Christian González

Personal information
- Full name: Christian Alejandro González Peña
- Date of birth: 1977 (age 47–48)
- Place of birth: Los Ángeles, Chile
- Position: Forward

Senior career*
- Years: Team / Apps / (Gls)
- 1997–2001: Huachipato / 35 / (1)
- 1998–1999: → Malleco Unido (loan)
- 2001: Deportes Concepción
- 2002: Everton /  / (8)
- 2003: Semen Padang /  / (1)
- 2004–2005: PSMS Medan /  / (3)
- 2006: Pelita Jaya
- 2007: Persiku Kudus
- 2012: Sabor Latino (minifootball)
- 2013: Persisko Bangko
- 2014: PSM Makassar
- 2016–2017: Assalam FC
- 2018: Aceh United

= Christian González (footballer) =

Chilean footballer (born 1977)

Christian Alejandro González Peña (born 2 March 1977), known as Christian Alejandro in Indonesia, is a Chilean former professional footballer who played as a forward for clubs in Chile and Asia.

==Career==
Born in Los Ángeles, Chile, González was a Chile youth international and played for Huachipato, Malleco Unido, Deportes Concepción and Everton in his homeland.

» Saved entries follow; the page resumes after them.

Issue #536, opened 2026-02-04
Mayura "The Concept" modal animation


helms-charity:
Compare with the live page.

### Starting/ending modal animation
- The live site animation does a slide up/down when you click on "The Concept" which we want to implement too.
- Our animation currently does a fade in/out (I think per https://github.com/aemsites/idfc/blob/main/blocks/hero-heritage-cc/hero-heritage-cc.css#L327 )

### Swapping each card hotspot section
<img width="1069" height="762" alt="Image" src="https://github.com/user-attachments/assets/e0530ee4-2838-48cf-b5db-1d8cf1ec1de3" />

techmaven:
Per @helms-charity part two is being handled separately by @iustinp

PR #558, opened 2026-02-06
Hotspot block functionality & styling

### LINKED ISSUE #534: Block: hotspot, with hotspot-items
Since the hot spot concept is used on more than one page for IDFC (such as https://www.idfcfirst.bank.in/credit-card/metal-credit-card/ashva but there are probably more), we should make this feature more authorable. 

Currently we are using 1 section with 1 columns block per image use, and we only have one hotspot per image.
The hotspot block should eventually allow more hotspots one a single image by allowing the author to add each hotspot-item per hotspot block, but we can start with assuming only 1 hotspot-item for this ticket.

See this for inspiration
https://main--franklin-assets-selector--hlxsites.aem.live/hotspot-block/hotspot?view-doc-source=true
https://github.com/hlxsites/franklin-assets-selector/blob/main/blocks/hotspot/hotspot.js

I think maybe using the Carousel boilerplate block might be a good model to follow? https://github.com/aemdemos/sta-boilerplate/tree/main/blocks/carousel

In the JS, we need functionality where a hotspot-item can be linked to another hotspot block’s ID to load that. Perhaps   “if the richText has only a button, and that a href starts with “#”, then just link to that….”?

Image

### Assumptions
So to use 2 English sayings, we don't need to "boil the ocean" by creating more than 1 hotspot-item or having text vs. video (like that other hotspot block has), but also we shouldn't "paint ourselves into a corner" by making our code too specific on our current use-case.

You can still assume we'll have the blocks on a fragment page, though it would be great if instead of having 3 separate sections, we put 3 hotspot blocks in the same section.

iustinp:
To use a Romanian expression, I have "taken the bread from @techmaven's mouth", cause i've also done the animations (#536) :) 

One thing i'm not sure of: When u're on the 1st card and you click Go Back, I made it hide everything (the whole hotspot section) but i'm not sure it's necessarily helpful when you want to integrate this. I guess it can be tweaked later. 

Fix #534

Test URLs:
- After: https://534-hotspot-block--idfc--aemsites.aem.page/drafts/test

### DIFF
--- a/blocks/hotspot/hotspot.css
+++ b/blocks/hotspot/hotspot.css
@@ -55,6 +55,7 @@
   line-height: 1.6;
   position: relative;
   padding-right: 30px;
+  transition: padding-top 0.5s ease-in-out;
 }
 
 .hotspot-panel-item {
--- a/blocks/hotspot/hotspot.css
+++ b/blocks/hotspot/hotspot.css
@@ -12,7 +12,19 @@
   width: 100%;
   min-height: 400px;
   position: relative;
-  transition: opacity 0.3s ease;
+  transition: opacity 0.2s ease;
+}
+
+/* SVG connector line styles (line drawn via JS) */
+.hotspot-connector-svg {
+  position: absolute;
+  top: 0;
+  left: 0;
+  width: 100%;
+  height: 100%;
+  pointer-events: none;
+  overflow: visible;
+  z-index: 1;
 }
 
 /* Fade animation for block transitions */
@@ -33,7 +45,7 @@
   flex: 0 0 50%;
   display: flex;
   align-items: flex-start;
-  justify-content: flex-end;
+  justify-content: flex-start;
   padding: 40px;
   position: relative;
   opacity: 0;
@@ -54,7 +66,7 @@
   font-size: 18px;
   line-height: 1.6;
   position: relative;
-  padding-right: 30px;
+  padding-right: 0;
   transition: padding-top 0.5s ease-in-out;
 }
 
@@ -68,10 +80,9 @@
 
 .hotspot-panel-item p {
   margin: 0;
-  background: var(--Primary, linear-gradient(308.18deg, #110140 4.16%, #1E2A8E 44.91%, #010740 88.8%));
+  background: var(--primary, linear-gradient(308.18deg, #110140 4.16%, #1E2A8E 44.91%, #010740 88.8%));
   background-clip: text;
-  -webkit-background-clip: text;
-  -webkit-text-fill-color: rgba(0, 0, 0, 0);
+  -webkit-text-fill-color: rgb(0 0 0 / 0%);
   font-size: 16px;
   font-weight: 500;
   line-height: normal;
@@ -79,6 +90,16 @@
 
 .hotspot-panel-item p:last-child {
   margin-bottom: 0;
+}
+
+.hotspot-panel-item > p > a.button {
+  color: rgb(0 0 0);
+  font-size: 16px;
+  font-weight: 500;
+  line-height: normal;
+  text-decoration-line: underline;
+  margin-top: 8px;
+  padding: 0;
 }
 
 .hotspot-panel-item em {
@@ -100,18 +121,6 @@
 
 .hotspot-go-back a:hover {
   text-decoration: none;
-}
-
-/* SVG connector line styles (line drawn via JS) */
-.hotspot-connector-svg {
-  position: absolute;
-  top: 0;
-  left: 0;
-  width: 100%;
-  height: 100%;
-  pointer-events: none;
-  overflow: visible;
-  z-index: 1;
 }
 
 .hotspot-connector-svg line {
@@ -204,7 +213,7 @@
 }
 
 /* Responsive adjustments */
-@media (max-width: 1024px) {
+@media (width <= 1024px) {
   .hotspot-container {
     min-height: 350px;
   }
@@ -223,7 +232,7 @@
   }
 }
 
-@media (max-width: 768px) {
+@media (width <= 768px) {
   .hotspot-container {
     flex-direction: column;
     min-height: auto;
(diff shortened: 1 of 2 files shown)


blocks/hotspot/hotspot.css
```diff
@@ -0,0 +1,259 @@
...
+}
+
+/* Two-column layout */
+.hotspot-container {
+  display: flex;
+  align-items: stretch;
+  width: 100%;
+  min-height: 400px;
+  position: relative;
+  transition: opacity 0.3s ease;
```
helms-charity: Can we change the timing to 0.1s? The live site doesn't have a fade in and out, so although I like having it, let's make it really quick.

blocks/hotspot/hotspot.js
```diff
@@ -1,52 +1,876 @@
...
+  // Row 2: Hotspot Text (block-level text for left panel)
+  // Check if this row is hotspot-text (1 cell) or a hotspot item (3 cells with coordinates)
+  if (rows.length > metadataRowCount) {
+    const potentialTextRow = rows[metadataRowCount];
+    const cells = Array.from(potentialTextRow.children);
+    
+    // If row has 1 cell with content (not an image, not starting with #), it's hotspot-text
+    if (cells.length === 1) {
+      const textCell = cells[0];
+      if (!textCell.querySelector('picture')) {
```
helms-charity: why limit what can be in here? I can definitely see them having some icon in with their text.

blocks/hotspot/hotspot.js
```diff
@@ -1,52 +1,876 @@
...
+  const rows = Array.from(block.children);
+
+  // Extract block-level fields
+  let metadataRowCount = 0;
+  let imageElement = null;
+  let blockId = '';
+  let hotspotText = '';
+
+  // Row 0: Image
+  if (rows.length > 0) {
```
helms-charity, line 590: this will always be true when the block is added (as you have it set up, there will always be rows as soon as you add the block)

Image

blocks/hotspot/hotspot.js
```diff
@@ -1,52 +1,876 @@
...
+      if (blockId) {
+        metadataRowCount = 2;
+      }
+    }
+  }
+
+  // Row 2: Hotspot Text (block-level text for left panel)
+  // Check if this row is hotspot-text (1 cell) or a hotspot item (3 cells with coordinates)
+  if (rows.length > metadataRowCount) {
+    const potentialTextRow = rows[metadataRowCount];
```
helms-charity: You don't need to check for this, if you've added a hotspot-item, then all the cells in the row are present. So you can assume rows[2] will be that block-level text.

Image

blocks/hotspot/hotspot.js
```diff
@@ -1,52 +1,876 @@
...
+        const cellText = textCell.textContent?.trim() || '';
+        if (cellText && !cellText.startsWith('#')) {
+          hotspotText = textCell.innerHTML;
+          metadataRowCount += 1;
+        }
+      }
+    }
+    // If row has 2 cells (first is text, second could be interpreted as a single coordinate row)
+    // This handles cases where the CMS might structure it differently
+    else if (cells.length === 2) {
```
helms-charity: there won't be a single coordinate row, so you can simplify this IF as well.

blocks/hotspot/hotspot.js
```diff
@@ -1,52 +1,876 @@
...
+  showInitialPanel(container, blockId);
+
+  // Measure block height BEFORE hiding (for consistent section height)
+  const blockHeight = block.offsetHeight;
+  if (blockHeight > maxHotspotHeight) {
+    maxHotspotHeight = blockHeight;
+    // Update section min-height to accommodate the tallest block
+    const sectionWrapper = block.closest('.section');
+    if (sectionWrapper) {
+      sectionWrapper.style.minHeight = `${maxHotspotHeight}px`;
```
helms-charity: I like that you are adding this minHeight

blocks/hotspot/hotspot.js
```diff
@@ -1,52 +1,876 @@
...
+    }
+  }
+
+  // Hide non-first blocks (only show the first hotspot block initially)
+  if (blockId !== firstBlockId) {
+    block.style.display = 'none';
+    block.setAttribute('aria-hidden', 'true');
```
helms-charity, line 855: You are hiding ALL other blocks on the page. Let's limit this to blocks within the same section for now?

blocks/hotspot/hotspot.js
```diff
@@ -1,52 +1,876 @@
...
+
+    // Store position for connecting line
+    hotspot.dataset.x = group.x;
+    hotspot.dataset.y = group.y;
+
+    moveInstrumentation(group.row, hotspot);
+
+    // Build panel content from block-level hotspot-text
+    const panelHTML = hotspotText
+      ? `<div class="hotspot-panel-item">${hotspotText}</div><div class="hotspot-go-back"><a href="#" data-go-back="${currentBlockId}">Go back</a></div>`
```
helms-charity: I don't want to add this "hotspot-go-back" div. I think we should allow the author to add a link to #whatever-block-id manually if they want a "go back" link.

helms-charity (changes requested):
I have quite a few comments this time.

blocks/hotspot/hotspot.js
iustinp: Refactored this so that authors can add #id-of-some-other-hotspot-block in the Go back link, which is added together with the hotspot-text. Now it jumps 3-2-1-gone.

blocks/hotspot/hotspot.js
iustinp: Fixed, together with some other behaviours that this brought to light, when you have multiple sections with this block on the page.

iustinp:
I've simplified the whole detection of fields for the above comments.

helms-charity (approved):
This looks pretty good to me now, please author the /drafts/mayura page however needed after merging though so we can see how it will compare with all the regular content.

In 2003 he moved to Indonesia, where he had an extensive career playing for Semen Padang, PSMS Medan, Pelita Jaya, Persiku Kudus, Persisko Bangko and PSM Makassar. He also took part of minifootball club Sabor Latino in 2012, becoming the top goalscorer of the team. As a member of PSMS Medan, he won the 2005 Piala Emas Bang Yos (Gold Cup Bang Yos) alongside his compatriots Mario Quiñones, Luis Hicks and Alejandro Tobar. In Persiku Kudus, he coincided with his compatriot Octavio Pozo,

After a stint playing in Thailand, in 2016 he joined Assalam FC in the Liga Futebol Amadora Segunda Divisão thanks to Chilean coach Simón Elissetche, with whom he also returned to Indonesia by joining Aceh United in 2018.